Self-attention allows the model to dynamically adjust its focus based on the context of the sentence, leading to a richer understanding of language. In the case of translation, self-attention helps the model capture the relationships between words, enabling more accurate translations that consider the context.

----

# Multi-Head Attention

Now that we understand self-attention, let's expand on this concept with multi-head attention.

## What is Multi-Head Attention?

Multi-head attention uses multiple attention mechanisms (heads) to capture various aspects of the input simultaneously.

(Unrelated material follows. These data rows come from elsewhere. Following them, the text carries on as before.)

PR #1575, opened 2018-05-11
[4.0] upgrade: Added pre-check for database type

jsuchome:
For now, we require users to have MariaDB deployed before the
upgrade can be started.

### DIFF
--- a/crowbar_framework/app/models/api/crowbar.rb
+++ b/crowbar_framework/app/models/api/crowbar.rb
@@ -270,6 +270,10 @@ module Api
 
       def deployment_check
         ret = {}
+        # Only allow the upgrade for mariadb setup
+        # TODO: update the search if we allow multiple proposals
+        db_node = ::Node.find("roles:database-server").first
+        ret[:wrong_sql_engine] = true if db_node[:database][:sql_engine] != "mysql"
         # Make sure that node with nova-compute is not upgraded before nova-controller
         nova_order = BarclampCatalog.run_order("nova")
         ::Node.find("roles:nova-compute-*").each do |node|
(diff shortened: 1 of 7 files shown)


crowbar_framework/app/models/api/crowbar.rb
```diff
@@ -270,6 +270,9 @@ def ha_config_check
 
       def deployment_check
         ret = {}
+        # Only allow the upgrade for mariadb setup
+        db_node = ::Node.find("roles:database-server").first
```
jhesketh: This is fine while we only allow one database proposal. Might be worth adding a TODO here to follow up after we decide on a database-migration strategy to check this is still adequate.

crowbar_framework/app/models/api/upgrade.rb
```diff
@@ -1556,14 +1556,22 @@ def sanity_check_errors(check)
       end
 
       def deployment_errors(check)
-        {
-          controller_roles: {
+        ret = {}
+        if check[:controller_roles]
+          ret[controller_roles] = {
```
skazi0: missing `:` ?

crowbar_framework/app/models/api/crowbar.rb
jsuchome: good point

crowbar_framework/app/models/api/upgrade.rb
jsuchome: ah!

jsuchome:
Yes, I'm aware that this might be rewritten/removed once we decide DB migration strategy.

jsuchome:
@jhesketh @rhafer new review please? I had to fix a bug pointed out by @skazi0

PR #1576, opened 2018-05-15
upgrade: Raise the default timeouts for most time consuming actions

jsuchome:
Latest jobs have been failing because of timeout during OS upgrade.

See
https://ci.suse.de/view/Cloud/view/Cloud8/job/cloud-mkcloud8-job-upgrade-nondisruptive-ha-mariadb-x86_64/

`E, [2018-05-15T07:06:38.294506 #3501:0x00000000bc2640] ERROR -- Error while executing OS upgrade script. Possible error during execution of /usr/sbin/crowbar-upgrade-os.sh at d52-54-77-77-01-01.vn2.cloud.suse.de. Action did not finish after 900 seconds. Check /var/log/crowbar/node-upgrade.log for details.`

### DIFF
--- a/crowbar_framework/lib/crowbar/upgrade_timeouts.rb
+++ b/crowbar_framework/lib/crowbar/upgrade_timeouts.rb
@@ -24,10 +24,10 @@ module Crowbar
       {
         prepare_repositories: @timeouts_config[:prepare_repositories] || 120,
         pre_upgrade: @timeouts_config[:pre_upgrade] || 300,
-        upgrade_os: @timeouts_config[:upgrade_os] || 900,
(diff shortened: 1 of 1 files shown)


jsuchome:
Update: just checked one job and it took 24 minutes to upgrade. I raised the timeout again to 1500 seconds

bbobrov:
Why does it take longer than it took before?

jsuchome:
I'm not sure @bbobrov . Maybe there's more packages, maybe zypper is slower, maybe the access to repositories is somewhat slow, or the mkcloud hosts are overloaded...

PR #1577, opened 2018-05-15
[4.0] upgrade: Adapt ceph-related pre-checks to 7-8 upgrade

jsuchome:
We do not allow the upgrade when ceph roles are present (that is,
if ceph was deployed using crowbar).

We no longer check the ceph cluster health. Unfortunatelly crowbar
does not have a knowledge where the ceph nodes are.


jsuchome:
Looks like there's also some related code in crowbar-ceph...

PR #1579, opened 2018-05-15
[4.0] upgrade: Correctly check for the presence of various upgrade indication

jsuchome:
On SOC7, there could be 2 files indicating running upgrade: one for 6-7
and one for 7-8. Fix the check to make sure we do not miss one of these
situations.


jsuchome:
@nicolasbock yes, the file is deleted when the upgrade is done.

But on SOC7 there could be 2 kinds of upgrades running (not at the same time of course): 6-7 or 7-8. Both are using different file to indicate the running upgrade

PR #1584, opened 2018-05-21
Revert "upgrade: Do not upgrade compute-related packages to Pike"

jsuchome:
This reverts commit 7d94b14fa3a9f902642493e5ec2cb293dcd90c02.

Turns out we might still need Pike client packages....see https://jira.prv.suse.net/browse/SCRD-3245 for more details.

### DIFF
--- a/chef/cookbooks/crowbar/templates/default/crowbar-pre-upgrade.sh.erb
+++ b/chef/cookbooks/crowbar/templates/default/crowbar-pre-upgrade.sh.erb
@@ -77,18 +77,29 @@ log "No HA setup found..."
 
 <% if @compute_node %>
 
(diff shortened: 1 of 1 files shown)


jsuchome:
@rhafer commit message updated

jsuchome:
@dirkmueller raised some concerns actually. It's possible we need to keep compute nodes completely untouched (until they are upgraded)

jsuchome:
One idea is to keep both options - some users might be fine after just starting the services, while some might need the services upgrade. See https://github.com/crowbar/crowbar-core/pull/1591

jsuchome:
Should not be needed after all. We have update fix our CI jobs so that cinder-volume is not placed on compute nodes

PR #1586, opened 2018-05-22
upgrade: Remove the database step

jsuchome:
Previously we had crowbar-init finishing admin upgrade step at the
point the admin server came back from reboot.
Now, crowbar-init is not needed any more during upgrade so let
crowabr itself make the end of step action once it is started.

### DIFF
--- a/crowbar_framework/config/puma.rb
+++ b/crowbar_framework/config/puma.rb
@@ -52,6 +52,18 @@ end
   FileUtils.mkdir_p File.join(ROOT, name)
 end
 
+# When starting the process during the upgrade (after reboot),
+# mark the end of "admin server upgrade" step.
+if File.exist?("/var/lib/crowbar/upgrade/7-to-8-upgrade-running")
+  CROWBAR_LIB_DIR = "/opt/dell/crowbar_framework/lib".freeze
+  $LOAD_PATH.push CROWBAR_LIB_DIR if Dir.exist?(CROWBAR_LIB_DIR)
+
+  require "logger"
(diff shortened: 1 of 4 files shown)


crowbar_framework/config/puma.rb
```diff
@@ -52,6 +52,17 @@
   FileUtils.mkdir_p File.join(ROOT, name)
 end
 
+CROWBAR_LIB_DIR = "/opt/dell/crowbar_framework/lib".freeze
+$LOAD_PATH.push CROWBAR_LIB_DIR if Dir.exist?(CROWBAR_LIB_DIR)
+
+# set the end_step status during the upgrade
+if File.exist?("/var/lib/crowbar/upgrade/7-to-8-upgrade-running")
```
nicolasbock: Do we need a shell pattern here as you did in a previous change?

jsuchome: Nope, this code is running on SOC8 and we're only interesting in SOC8 part of the upgrade

crowbar_framework/config/puma.rb
```diff
@@ -52,6 +52,17 @@
   FileUtils.mkdir_p File.join(ROOT, name)
 end
 
+CROWBAR_LIB_DIR = "/opt/dell/crowbar_framework/lib".freeze
```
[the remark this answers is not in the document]
jsuchome: Good point (this was copy and paste from crowbar-init's puma.rb)

jsuchome:
@skazi0 check the fresh changes

PR #1591, opened 2018-05-25
WIP upgrade: Split the preparation of compute nodes into 2 phases

jsuchome:
In the first phase (done after controllers upgrade), we start the
services at compute nodes. After that, live migration could work,
esp. when there are only nova-compute services located at compute nodes.

In the second phase (done at the start of compute node upgrade), we
upgrade services located at all compute nodes to make sure that
live migration works.

Possible case for such requirement is when cinder-volume is located
at compute node and instances are using volumes. cinder services need
to be upgraded, so we need to go to 2nd step in this setup.

### DIFF
--- a/crowbar_framework/app/models/api/upgrade.rb
+++ b/crowbar_framework/app/models/api/upgrade.rb
@@ -742,11 +742,12 @@ module Api
           # Upgrade everything
           do_controllers_substep(substep)
           substep = :compute_nodes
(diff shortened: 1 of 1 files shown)


jsuchome:
Note - this PR is obviously missing some parts, but I think it's obvious how they should be written. My point so far is to offer the idea for discussion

## How Multi-Head Attention Works

   **1. Multiple Attention Heads**:
   - Each head performs its own self-attention operation independently.

   **2. Diverse Perspectives**:
   - Each head learns to focus on different parts of the input sequence, capturing a wide range of relationships and nuances.

   **3. Combining Outputs**:
   - After each head computes its attention output, the results are concatenated and linearly transformed to produce a final output:
     - $$ \text{MultiHead}(Q, K, V) = \text{Concat}(\text{head}_1, \text{head}_2, \ldots, \text{head}_h) \cdot W_O $$

**Diagram**: 
- Illustrate the multi-head attention process, showing how outputs from different heads are combined.

By using multiple attention heads, the model can capture diverse relationships between words, such as syntactic structures, semantic meanings, and long-range dependencies. This allows for more accurate translations that consider the overall context of the sentence.